Pairwise sequence comparisons as well as the results of molecular phylogenetic analysis (Fig. 3) have confirmed identification of our metacestodes from quail as Mesocestoides sp. Interestingly, these larvae were conspecific with the pretetrathyridium stages recently reported from the ground skink Scincella lateralis in Oklahoma (McAllister et al. 2018). The two forms were nearly completely identical genetically with only 0.7% (only two nucleotides) divergence in the 12S gene, 0.8% divergence in cox1 gene, and 1.6% divergence in the highly variable nad1 gene. According to McAllister et al. (2018), these metacestodes do not have a match among currently sequenced adult or metacestode stages of Mesocestoides and might represent a yet undescribed species that is closely related (Fig. 3) to two lineages previously reported as Mesocestoides sp. C by Padgett et al. (2005). The important difference between our specimens and those described by McAllister et al. (2018) is that the specimens from the quail were fully-formed tertrathyridia with invaginated apical ends (Fig. 2), whereas the specimens from the skinks were pretetrathyridia with evaginated scolex and neck region.

Adult Mesocestoides vogae (reported as Mesocestoides corti) and Mesocestoides lineatus have been documented in canids, felids, and mustelids from Texas (Custer and Pence 1981; Pence and Windberg 1984; Pence et al. 2003). In South Texas, coyotes (Canis latrans) and ocelots (Leopardus pardalis) had 48% and 7% prevalence of M. lineatus, respectively (Pence and Windberg 1984; Pence et al. 2003), whereas bobcats (Lynx rufus) and American badgers had 36% and 23% prevalence of M. vogae (reported as M. corti) in northern Texas, respectively (Stone and Pence 1978; Pence and Dowler 1979; Etges 1991).

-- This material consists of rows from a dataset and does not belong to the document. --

PR #1105, opened 2021-12-03
DCS-1344 :bug: Moving an offender out of a cell should decrement, not increment, occupancy.

bell-pa:


src/main/java/uk/gov/justice/hmpps/prison/service/PrisonerReleaseAndTransferService.java
```diff
@@ -674,18 +674,18 @@ private void generateAdmissionNote(final OffenderBooking booking, final AgencyLo
...
-            assignedLivingUnit.incrementCurrentOccupancy();
+            assignedLivingUnit.decrementCurrentOccupancy();
             agencyInternalLocationRepository.save(assignedLivingUnit);
-            incrementCurrentOccupancy(assignedLivingUnit.getParentLocation());
+            decrementCurrentOccupancy(assignedLivingUnit.getParentLocation());
         }
     }
 
 
     private void updateBeds(final OffenderBooking booking, final LocalDateTime releaseDateTime) {
```
sp-watson, line 686: Not something you changed, so you don't have to change.... but the function name is too ambiguous - `deallocateBed` might be a better name

sp-watson (approved):

PR #1107, opened 2021-12-06
DCS-1330: Create endpoint to process court returns in prison API

bell-pa:
Handles the case where an offender returns to the prison they left.  
Arriving at a different prison is currently an error. 
That behaviour will be implemented for another story.


src/test/resources/sql/scheduledPrisonerReturnFromCourt_clean.sql
```diff
@@ -0,0 +1,7 @@
+DELETE from COURT_EVENTS where EVENT_ID in (455654698,455654697);
```
bell-pa, line 1: Use the offender_book_id of the offender_bookings row you created for these deletes.

src/test/resources/sql/scheduledPrisonerReturnFromCourt_init.sql
```diff
@@ -0,0 +1,139 @@
+INSERT INTO OFFENDERS (OFFENDER_ID, OFFENDER_NAME_SEQ, ID_SOURCE_CODE, LAST_NAME, NAME_TYPE, FIRST_NAME,
```
bell-pa, line 1: You don't need to populate most of the columns in these tables.  Certainly not the audit columns and very few of the other columns.  Adding these values makes it harder to see what's important for the test(s).

src/test/resources/sql/scheduledPrisonerReturnFromCourt_init.sql
```diff
@@ -0,0 +1,139 @@
...
+VALUES (2554472, null, 'SEQ', 'AIMONIS', null, 'EF''LIAICO', 'URUA', TO_DATE('1987-08-07', 'YYYY-MM-DD'), 'M',
+        null, 'A552', 'SHEFFIELD', 'ENG', TO_DATE('2017-02-17', 'YYYY-MM-DD'), 'AIMONIS', null, 'EFLIAICO',
+        'URUA', 'G6942UN', 2554472, 'INST', 'OMS_OWNER',
+        TO_DATE('2017-06-26', 'YYYY-MM-DD'), 'CN', null, null, null, null, 'W1',
+        null, null, null, null, null, 'MR', null, 'QQM25S', 'A',
+        TO_DATE('2017-02-17', 'YYYY-MM-DD'), '1234',
+        TO_DATE('2017-06-26', 'YYYY-MM-DD'), 'OMS_OWNER', 'MERGE', 'pgrant',
+        '10.102.1.69', 'unknown', null);
+
+INSERT INTO AGENCY_LOCATIONS (AGY_LOC_ID, DESCRIPTION, AGENCY_LOCATION_TYPE, ACTIVE_FLAG)
```
bell-pa, line 20: I think you should use one of the AGENCY_LOCATIONS that have been created by the flyway scripts.

src/test/resources/sql/scheduledPrisonerReturnFromCourt_init.sql
```diff
@@ -0,0 +1,139 @@
...
+                                                 INTERNAL_LOCATION_TYPE, DESCRIPTION, SECURITY_LEVEL_CODE, CAPACITY,
+                                                 CREATE_USER_ID, PARENT_INTERNAL_LOCATION_ID, ACTIVE_FLAG, LIST_SEQ,
+                                                 CREATE_DATETIME, MODIFY_DATETIME, MODIFY_USER_ID, CNA_NO,
+                                                 CERTIFIED_FLAG, DEACTIVATE_DATE, REACTIVATE_DATE,
+                                                 DEACTIVATE_REASON_CODE, COMMENT_TEXT, USER_DESC, ACA_CAP_RATING,
+                                                 UNIT_TYPE, OPERATION_CAPACITY, NO_OF_OCCUPANT, TRACKING_FLAG,
+                                                 AUDIT_TIMESTAMP, AUDIT_USER_ID, AUDIT_MODULE_NAME,
+                                                 AUDIT_CLIENT_USER_ID, AUDIT_CLIENT_IP_ADDRESS,
+                                                 AUDIT_CLIENT_WORKSTATION_NAME, AUDIT_ADDITIONAL_INFO)
+VALUES (106221, 'F', 'NMI', 'WING', 'NMI-F', null, 116, 'OMS_OWNER', null, 'Y', 10,
```
bell-pa, line 35: Likewise - try to use one of the pre-existing agency_internal_locations that are added by the flyway scripts.

src/test/resources/sql/scheduledPrisonerReturnFromCourt_init.sql
```diff
@@ -0,0 +1,139 @@
...
+        TO_DATE('2017-05-09', 'YYYY-MM-DD'), 'OMS_OWNER',
+        'sqlplus@DAPDL0001 (TNS V1-V3)', 'oracle', null, 'pts/6', null),
+       (106258, '009', 'NMI', 'CELL', 'NMI-F-2-009', null, 2, 'OMS_OWNER', 106249, 'Y', 9,
+        TO_DATE('2009-12-10', 'YYYY-MM-DD'),
+        TO_DATE('2017-05-09', 'YYYY-MM-DD'), 'OMS_OWNER', 1, 'Y', null, null,
+        null, null, null, null, 'NA', null, 2, 'N',
+        TO_DATE('2017-05-09', 'YYYY-MM-DD'), 'OMS_OWNER',
+        'sqlplus@DAPDL0001 (TNS V1-V3)', 'oracle', null, 'pts/6', null);
+
+INSERT INTO MOVEMENT_REASONS (MOVEMENT_TYPE, MOVEMENT_REASON_CODE, DESCRIPTION, OPEN_CONTACT_FLAG,
```
bell-pa, line 54: If this is a valid MOVEMENT_REASON then I think it should be put in a new flyway script and inserted once as static data.

src/test/resources/sql/scheduledPrisonerReturnFromCourt_clean.sql
michalnawrockidj: done

src/test/resources/sql/scheduledPrisonerReturnFromCourt_init.sql
michalnawrockidj: done

src/test/resources/sql/scheduledPrisonerReturnFromCourt_init.sql
michalnawrockidj: done

src/test/resources/sql/scheduledPrisonerReturnFromCourt_init.sql
michalnawrockidj: done

src/test/resources/sql/scheduledPrisonerReturnFromCourt_init.sql
michalnawrockidj: done

src/main/java/uk/gov/justice/hmpps/prison/api/resource/OffenderResource.java
```diff
@@ -242,6 +243,21 @@ public InmateDetail transferInPrisoner(
         return prisonerReleaseAndTransferService.transferInPrisoner(offenderNo, requestToTransferIn);
     }
 
+    @ApiResponses({
+        @ApiResponse(code = 400, message = "Invalid request.", response = ErrorResponse.class),
+        @ApiResponse(code = 403, message = "Forbidden - user not authorised to transfer a prisoner", response = ErrorResponse.class),
+        @ApiResponse(code = 404, message = "Requested resource not found.", response = ErrorResponse.class),
+        @ApiResponse(code = 500, message = "Unrecoverable error occurred whilst processing request.", response = ErrorResponse.class)})
+    @ApiOperation("Transfer a prisoner into a prison from court. Must be an out prisoner in currently in transfer status, requires the TRANSFER_PRISONER role")
```
andrewrlee, line 251: does this also require a token with a username? if so we could add this to the doc. 

The existing calls don't mention that this is required but should, they also fail in strange ways when not present. 
Will this fail in strange ways if not provided? - do we have a test for that case?

michalnawrockidj: @andrewrlee this endpoint is based on "/{offenderNo}/transfer-in".The test is here OffendersResourceCourtTransfersTest but nothing added for 403 scenario

andrewrlee (approved):
LGTM

PR #1122, opened 2021-12-15
GDPR-334: Introduce offender with images endpoint for compliance aws rekognition collection

hyderkhanmoj:


Mjwillis (dismissed):
I think this need to be moved into main package now if its permanent - there is already an Image JPA object and Repo - suggest you use that.

hyderkhanmoj:
In an ideal scenario the endpoint name would be something like:
`/offenders?hasImages={true}&fromDateTime={someDate}&page={true}`
However, as that is not in keeping with what is already there and there already endpoints that follow the pattern:
`images/offenders` I have followed the convention that exists.

Mjwillis (approved):
LGTM

PR #1125, opened 2021-12-17
NN-3868 code to find the users with roles for a caseload - reinstated

richardpopple:


Mjwillis:
Should use the endpoints in Nomis user roles api - there is one to find users with roles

Our study appears to be the first record of tetrathyridia in wild North American birds. During the 2016–17 hunting season we noted two other instances of tetrathyridia in bobwhites from North Texas, but disregarded their occurrence as proglottids of more robust cestodes. Recent helminth surveys of quails from Texas have been extensive, and comprehensive helminth surveys have been conducted across their geographic range (Stoddard 1931; Kellogg and Calpin 1971; Moore et al. 1986; Davidson et al. 1991). However, none of these studies have documented Mesocestoides spp. in quails. It is likely that the occurrence of Mesocestoides in quail, or any New World birds, is rare and incidental.

The pathogenicity of Mesocestoides is low (Atkinson et al. 2009); however, human infections have been documented to occur from eating raw or undercooked meat containing tetrathyridia (Eom et al. 1992; Fuentes et al. 2003; Centers for Disease Control and Prevention 2016). Hunters should assure their harvest is washed and cooked thoroughly before consumption. Additionally, we suggest that internal organs be disposed in a place not accessible to pets or other wildlife.

This study was funded by the Rolling Plains Quail Research Foundation, Caesar Kleberg Wildlife Research Institute, South Texas and Park Cities Chapters of Quail Coalition, and the Reńe Barrientos Fund for Graduate Student Tuition. We thank Mike Kinsella for morphological identification of specimens and appreciate the studious nature of the hunters who submitted their harvested samples. Necropsies were conducted in accordance to the TAMUK Institutional Biosafety Committee protocol 2015-12-01. This is manuscript 18-111 of the Caesar Kleberg Wildlife Research Institute.